Extracted data entries
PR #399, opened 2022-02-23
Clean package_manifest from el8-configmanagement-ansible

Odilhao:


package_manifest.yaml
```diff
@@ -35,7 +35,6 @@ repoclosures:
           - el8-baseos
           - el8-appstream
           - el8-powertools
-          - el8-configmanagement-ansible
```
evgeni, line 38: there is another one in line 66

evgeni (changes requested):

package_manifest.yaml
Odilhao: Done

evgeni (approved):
--
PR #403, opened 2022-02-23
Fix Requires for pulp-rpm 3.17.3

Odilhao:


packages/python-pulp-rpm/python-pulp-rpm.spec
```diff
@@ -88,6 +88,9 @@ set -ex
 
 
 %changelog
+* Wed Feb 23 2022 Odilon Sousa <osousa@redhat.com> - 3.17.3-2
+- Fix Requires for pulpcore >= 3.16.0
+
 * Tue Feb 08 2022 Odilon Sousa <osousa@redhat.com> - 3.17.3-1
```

Brief
Say the number of lines in the records above that include the string "ansible", and no more.

Your solution
2